Last summer I worked at a Dublin-based magazine. As a lowly intern, one of my jobs was covering the front desk when the receptionist went to lunch. It wasn't bad. I listened to the radio, read the news, and signed for mail. The only trying task, actually, was answering the phone.

All I had to do was transfer the call or take down a message. The problem: Through a muffled phone, the brogue does not sound like English. And once deciphered, Irish names are not easy to spell. A few particularly challenging ones: Aoife (EE-fa), Niamh (NEEV), Saoirse (SEER-sha), Eoin (OH-in), Cillian (Kill-EE-ann). Once, I had to ask a caller to repeat his name four times before I realized he'd been saying "Thomas."

In person, the Irish English accent isn't nearly as hard to understand as on the phone. Unless, that is, it's not English at all.

Though only a tiny percentage of people – most of them in the very rural south or west – speaks Irish fluently and regularly, it is the country's first official language. Every road sign reads first in Irish, then English, as does all public text: city bus timetables, statues, and museum exhibit descriptions. All primary school students take daily Irish lessons.

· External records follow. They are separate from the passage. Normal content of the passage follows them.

PR #209, opened 2021-10-13
Fix: Inventory Manager api, slot argument behaviour is assumedly incorrect.

### LINKED ISSUE #203: Inventory Manager api, slot argument behaviour is assumedly incorrect.
### Description

The Inventory Manager api is dumb/broken.

addItemToPlayer slot designation does not choose where to place an item and instead chooses from which slot to take the item in the originating inventory/chest.
This functionality is stupid because in the alternative function, removeItemFromPlayer, the slot designation chooses the slot in the inventory to take the item from. Thus, I assume the intended behaviour is for addItemToPlayer to also designate a slot in the player inventory to place it.

The api wiki also seems to suggest this is the case, so I assume something went horribly wrong and the behaviour was implemented incorrectly. please fix.

### Steps to reproduce

1) place down computer
2) make lua script to place an item in player inventory via inventory manager.
`manager.addItemToPlayer("UP", 1, 4, "minecraft:dirt")`
3) notice that instead of placing the dirt in slot 4, (in the hotbar according to removeItemFromPlayer), it instead takes the dirt from slot 4 from the chest, and places it in the first empty slot in your inventory.

-- > correct behaviour should be to take from any random slot with the item, or anything if no item designated, and to place said item into slot 4 of the inventory, or return an error if said slot is full/occupied. -1 slot designation should place it in the first empty slot in your inventory.

### Multiplayer?

Yes

### Version

0.7.2r (Latest)

Forge 36.2.6, Minecraft 1.16.5

### Screenshots or Videos

_No response_

### Crashlog/log

_No response_

MrNaru300:
This should fix #203 issue

### DIFF
--- a/src/main/java/de/srendi/advancedperipherals/common/addons/computercraft/peripheral/InventoryManagerPeripheral.java
+++ b/src/main/java/de/srendi/advancedperipherals/common/addons/computercraft/peripheral/InventoryManagerPeripheral.java
@@ -52,11 +52,6 @@ public class InventoryManagerPeripheral extends BasePeripheral<TileEntityPeriphe
             Item item1 = ItemUtil.getRegistryEntry(item.get(), ForgeRegistries.ITEMS);
             stack = new ItemStack(item1, count);
         }
-        //With this, we can use the item parameter without need to use the slot parameter. If we don't want to use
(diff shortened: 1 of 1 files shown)


jebjordan:
Did not fix.

Issue #237, opened 2021-12-18
Chat box - Formatted message to player, Formatted prefix, User UUIDs, Message Radius


Tim3Game:
### Describe your idea

It's more the just one feature request but they should be mostly easy to implement.
- A `sendFormattedMessageToPlayer(string jsonObject, string user, string prefix)` command, which would allow to send a formatted message to a player only.
- A possibility to have formatted prefixes.
- A possibility to use player's UUID instead of just using their player name (which can changed).
- Ability to set a radius for the `sendMessage()` and `sendFormattedMessage()` functions (so it wouldn't send the message globally).

_If accepted I could try to do them and do a pull request of them if needed, but can't promise anything._

SirEndii:
Added now the following
`sendMessage(String message, int range[, String prefixOrJson, String brackets, String bracketColor])` (Use -1 for infinite range)
Added the same for `ToPlayer` with uuid and name support.

Tim3Game:
So I finally got time to do some code and create a pull request with some changes I made. If you don't like them, fell free to change them.

SirEndii:
Improved in 0.7.7r

PR #240, opened 2021-12-23
Chat box changes

Tim3Game:
Hello,
I saw that you accepted and later added features from the Issue #237. I took the liberty of reviewing it and saw a few things that cough my eye, so I changed them. I wanted to do it sooner myself, but sadly work didn't allowed me to. Hope you don't mind my changes.

**List of changes and additions:**
- replaced `isPlayer(ServerPlayerEntity player, String argument)` with `getPlayer(String argument)` - this allows to get the player (or null if not available) by the username or UUID (if it matches the RegEx for it) instead of looping thru the player list and checking for fitting criterias,
- changes to `appendPrefix(...)` - I changed it from a string to a TextComponent oriented function, this allows for formatting of the prefix itself,
- moved the range argument from the last position to the 3rd one (after the prefix argument), because from my point of view users gonna want to set the range more often the prefix, but that's only my view on it. If it doesn't fit you, you can change it back.
- added "error" messages when the username/uuid is wrong (not found) and when the bracket format is wrong (because from what I saw it expected 2 characters,
- removed the range argument from the "...ToPlayer()" functions, because the range was mostly meant when it sends to multiple players, so it can be set up in a way to send a message to all players in a specific range and not the whole server.

There are other small changes, but they mostly cosmetic code. If you not happy with something, feel free to change it.

### DIFF
--- a/src/main/java/de/srendi/advancedperipherals/common/addons/computercraft/peripheral/ChatBoxPeripheral.java
+++ b/src/main/java/de/srendi/advancedperipherals/common/addons/computercraft/peripheral/ChatBoxPeripheral.java
@@ -23,17 +23,19 @@ import net.minecraft.util.Util;
 import net.minecraft.util.text.IFormattableTextComponent;
 import net.minecraft.util.text.ITextComponent;
 import net.minecraft.util.text.StringTextComponent;
+import net.minecraft.util.text.TextComponent;
 import net.minecraftforge.fml.server.ServerLifecycleHooks;
 
 import javax.annotation.Nonnull;
+
+import java.util.Optional;
+import java.util.UUID;
 
 import static de.srendi.advancedperipherals.common.addons.computercraft.operations.SimpleFreeOperation.CHAT_MESSAGE;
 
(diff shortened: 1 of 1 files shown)


SirEndii:
> moved the range argument from the last position to the 3rd one (after the prefix argument), because from my point of view users gonna want to set the range more often the the prefix, but that's only why view on it. If it doesn't fit you, you can change it back.

The reason I didn't do that was to support older programs. Some older programs use the third parameter for the prefix.

Your PR looks good, I will merge it later the day or tomorrow 👍🏻

SirEndii:
Ignore the checks. Build was successful. Only the upload does not work.

Tim3Game:
> The reason I didn't do that was to support older programs. Some older programs use the third parameter for the prefix.

Oh sorry, didn't knew that, because from the wiki the only third parameter was in `sendMessageToPlayer()` and there I removed the `range` argument all together, and in `sendMessage()` and `sendFormattedMessage()` I moved it after the prefix argument to not mess with backwards compatibility.

PR #253, opened 2022-01-07
fix #251

### LINKED ISSUE #251: [BUG] BlockReader gives no usefull data
### Descripe

When I use the BlockRader, it only spits out useless data. I don't think this is intentional.

### Steps to reproduce

1. set up BlockReader with chest at the front.
2. put something into the chest as a test.
3. control the block reader with `getBlockData`

### Multiplayer?

Yes

### Version

0.7.8r (Latest)

39.0.10

### Screenshots or Videos

https://imgur.com/a/KrgM9YR

### Crashlog/log

_No response_

Klebestreifen:
I have fixed my self found bug. I don't know why this is handled so strange in 1.18 but 'save' saves only the metadata and 'saveWithoutMetadata' saves the rest. I tested it ingame with a vanilla BlockEntity (Barrel).

image


SirEndii:
Thank you for the PR
I'll look into this tomorrow. Time for a new 1.18 release.

Issue #263, opened 2022-02-01
AR Clear/Override Specific Elements


ThatGravyBoat:
### Describe your idea

Ability to clear specific elements from the AR Glasses rather than the whole canvas, you can possibly store the canvas as a map of Strings to ARRenderAction instead of a list and then you can maybe do this for example in a script

```lua
local controller = peripheral.find('arController')
local detector = peripheral.find("environmentDetector")

controller.drawItemIcon("minecraft:clock", 4, 4)

while true do
    local timeseconds = math.floor((detector.getTime() % 24000) / 20)
 
    local endTime
    local endTimeNum = math.floor(60*((timeseconds / 60) % 1))
    if endTimeNum < 10 then
        endTime = "0" .. tostring(endTimeNum)
    else
        endTime = tostring(endTimeNum)
    end
 
    controller.clearElement("clock_text")
    controller.drawStringWithId("clock_text", tostring(math.floor(timeseconds / 60)) .. ":" .. endTime, 20, 8, 16777215)
 
    os.sleep(0.25)
end
```

there is one thing about the script above and that is if its a map the drawStringWithId should override the previous one with the same id so that things such as the script I gave in my example would make it so none of it flickers, the clear specific element is so that it doesn't clear the clock when I clear the text but if drawStringWithId overrides the previous one the clear wouldn't be needed in that script but it could be useful for other things.

SirEndii:
Added in 0.7.10b

PR #264, opened 2022-02-05
Added ids to AR Renderer

ThatGravyBoat:
I added ids for render actions as I suggested in #263 

Here are 2 scripts that I tested it with and to show off what it can be used for.
Example 1: This one is a clock that shows up in the top left, it requires both an AR controller and an environment detector
```lua
local controller = peripheral.find('arController')
local detector = peripheral.find("environmentDetector")
 
controller.drawItemIcon("minecraft:clock", 4, 4)
 
while true do
    local timeseconds = math.floor((detector.getTime() % 24000) / 20)
 
    local endTime
    local endTimeNum = math.floor(60*((timeseconds / 60) % 1))
    if endTimeNum < 10 then
        endTime = "0" .. tostring(endTimeNum)
    else
        endTime = tostring(endTimeNum)
    end
 
    controller.drawStringWithId("clock_text", tostring(math.floor(timeseconds / 60)) .. ":" .. endTime, 20, 8, 16777215)
 
    os.sleep(0.25)
end
```
Explanation: if this were done without the drawStringWithId you would need to rerender the clock each time because you would need to do a global clear and that clear would make the text and clock flash.

Example 2: Shows a clock and text that reads "Screen Text" for 5s before removing the text and leaving the clock
```lua
local controller = peripheral.find('arController')
controller.drawItemIcon("minecraft:clock", 4, 4)
controller.drawStringWithId("text", "Screen Text", 20, 8, 0xff00ff)
os.sleep(5)
controller.clearElement("text")
```
Explanation: if this were done without the drawStringWithId again you would need to clear the whole thing and then rerender the clock if you wanted the keep the clock.

### DIFF
--- a/src/main/java/de/srendi/advancedperipherals/common/addons/computercraft/peripheral/ARControllerPeripheral.java
+++ b/src/main/java/de/srendi/advancedperipherals/common/addons/computercraft/peripheral/ARControllerPeripheral.java
@@ -50,8 +50,18 @@ public class ARControllerPeripheral extends BasePeripheral<BlockEntityPeripheral
     }
 
     @LuaFunction(mainThread = true)
+    public final void drawStringWithId(String id, String text, int x, int y, int color) {
+        owner.tileEntity.addToCanvas(new ARRenderAction(id, RenderActionType.DrawString, text, x, y, color));
+    }
+
+    @LuaFunction(mainThread = true)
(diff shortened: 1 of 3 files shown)


SirEndii:
Thank you for the PR.
Do you want to change the documentation? If not, I would do it in the next days after I implemented it

ThatGravyBoat:
yeah I can update the documentation too

PR #292, opened 2022-04-26
Fixed ME craft NullPointerException if no item in stock.

### LINKED ISSUE #291: NullPointerException crash if trying to craft an item with 0 stock with ME bridge
### Descripe

Own compiled build from current master as of writing, as AE Bridge is broken in latest release.

Game/server crashes if trying to craft an item is not in stock in the ME system.

I think the bug is here:
https://github.com/Seniorendi/AdvancedPeripherals/blob/8debb40a941977609bd80f9e9baf0b1f12a2f7d8/src/main/java/de/srendi/advancedperipherals/common/addons/appliedenergistics/CraftJob.java#L83

aeItem can be null, and .getRight is called just after. :)

### Steps to reproduce

Have a recipe in ME system, but no items in stock/in system. 

```lua
me = peripheral.wrap("left")
me.craftItem({name="minecraft:oak_planks", count=10})
```

### Multiplayer?

No

### Version

Own compiled build.

Forge 40.1.0, Minecraft 1.18.2, AE2 11.0.0-alpha.6

### Screenshots or Videos

_No response_

### Crashlog/log

https://pastebin.com/298NPaBF

### LINKED ISSUE #293: [ME Bridge] isItemCraftable, listCraftableItems, isItemCrafting bug if no item stack of items in ME system
### Descripe

`isItemCraftable`

- Does not return true, if an item is craftable, but the amount in the ME system is 0.

`listCraftableItems`

- Does not return items that are indeed craftable, but the amount is 0.

`isItemCrafting`

- Gives lua error (Java null pointer exception) if amount is 0.

All these errors are caused by the same bug as #291.

I already have a fix local, but it is blocked waiting on the method I added in #292 :) Diff can be seen: https://github.com/LauJosefsen/AdvancedPeripherals/compare/fix-null-pointer-exception-me-craft-no-stock...LauJosefsen:fix-items-not-being-craftable-if-0-stock

### Steps to reproduce

Have an item craftable but with amount = 0.

Call isItemCraftable, listCraftableItems or isItemCrafting on the item.

### Multiplayer?

No

### Version

Own compiled build.

Forge 40.1.0, Minecraft 1.18.2, AE2 11.0.0-alpha.6

### Screenshots or Videos

_No response_

### Crashlog/log

_No response_

LauJosefsen:
Refactored the method to early returns instead of break.

Added overload with crafting service, to search for craftable items to find AEItemKeys.

Closes #291

### DIFF
--- a/src/main/java/de/srendi/advancedperipherals/common/addons/appliedenergistics/AppEngApi.java
+++ b/src/main/java/de/srendi/advancedperipherals/common/addons/appliedenergistics/AppEngApi.java
@@ -29,18 +29,34 @@ import java.util.Map;
 
 public class AppEngApi {
 
-    public static Pair<Long, AEItemKey> findAEStackFromItemStack(MEStorage monitor, ItemStack item) {
-        Pair<Long, AEItemKey> stack = null;
+    public static Pair<Long, AEItemKey> findAEStackFromItemStack(MEStorage monitor, ICraftingService crafting, ItemStack item) {
         for (Object2LongMap.Entry<AEKey> temp : monitor.getAvailableStacks()) {
             if (temp.getKey() instanceof AEItemKey key) {
                 if (key.matches(item)) {
-                    stack = Pair.of(temp.getLongValue(), key);
-                    break;
+                    return Pair.of(temp.getLongValue(), key);
                 }
             }
         }
-        return stack;
+
+        if (crafting == null)
+            return null;
+
+        for (var temp : crafting.getCraftables(param -> true)) {
+            if(temp instanceof AEItemKey key) {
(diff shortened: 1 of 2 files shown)


SirEndii:
Looks good to me!
I'll merge this when I get the time

LauJosefsen:
Awesome!

Also, I found that isCraftable and listCraftableItems also does not work if item is not in stock, but is craftable.

I have made a branch that fixes that as well, but it is branched out from this branch. You can see diff here if interested: https://github.com/LauJosefsen/AdvancedPeripherals/pull/1/files

SirEndii:
Thank you for your contribution!

PR #295, opened 2022-04-27
Geo Scanner height, fixes issue #266

### LINKED ISSUE #266: Geo Scanner chunkAnalyze() function does not include negative y in range
### Descripe

Looking at the code for the Geo Scanner peripheral here: https://github.com/Seniorendi/AdvancedPeripherals/blob/a920c50f6b4a1f210ab27b951298168d70325fd0/src/main/java/de/srendi/advancedperipherals/common/addons/computercraft/peripheral/GeoScannerPeripheral.java

The chunkAnalyze() function checks between y values of 0 and 256. In Minecraft 1.18.1, y values go below 0. I think it would be best to include these negative values in this function as many important ores are located there.

### Steps to reproduce

Look at line 111 of code here: https://github.com/Seniorendi/AdvancedPeripherals/blob/a920c50f6b4a1f210ab27b951298168d70325fd0/src/main/java/de/srendi/advancedperipherals/common/addons/computercraft/peripheral/GeoScannerPeripheral.java

### Multiplayer?

Yes

### Version

1.18.1-0.7.9r (Latest 1.18)

Forge 39.0.59 Minecraft 1.18.1

### Screenshots or Videos

_No response_

### Crashlog/log

_No response_

JensenJ:
Fixed an issue where the geo scanner would not make use of 1.18 terrain heights in the overworld. This should work for every dimension regardless of its height. 

This should also fix #266.


SirEndii:
Thank you for your contribution! ^^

At first, I thought it odd that the government puts so much effort into a language no one speaks anyway. Then I learned its history.

The Irish language hasn't always been a mainstay. In the late 19th century, it had become almost obsolete, a cause for persecution under British rule. But after an early 20th-century cultural nationalism movement, the language became a source of motivation, a savior, to politically disenchanted citizens. It became a catalyst for freedom.

On Thursday nights, just one hour for six weeks, I took an Irish language class.

Right away it became clear that, despite my adorably enthusiastic instructor, I'd never grasp more than very basic phrases, nor use what I learned in the real world. Still, it was interesting, romantic even, to study the language my ancestors spoke.

As in English, Irish words often do not sound the way they're spelled. There are at least two or three pronunciations for almost every word, depending on the dialect. I won't start with the language's complicated grammatical meanderings. Here are some basics:

Nora is ainm dom. That means, "Nora is my name" (pronounced "Nora es anyum dum").

Tá mé i mo chónaí i mBaile Átha Cliath faol láthair. "I live in Dublin at the moment" (pronounced "Ta may aye ah-ho-nee aye malia aha clee-a fwee lar").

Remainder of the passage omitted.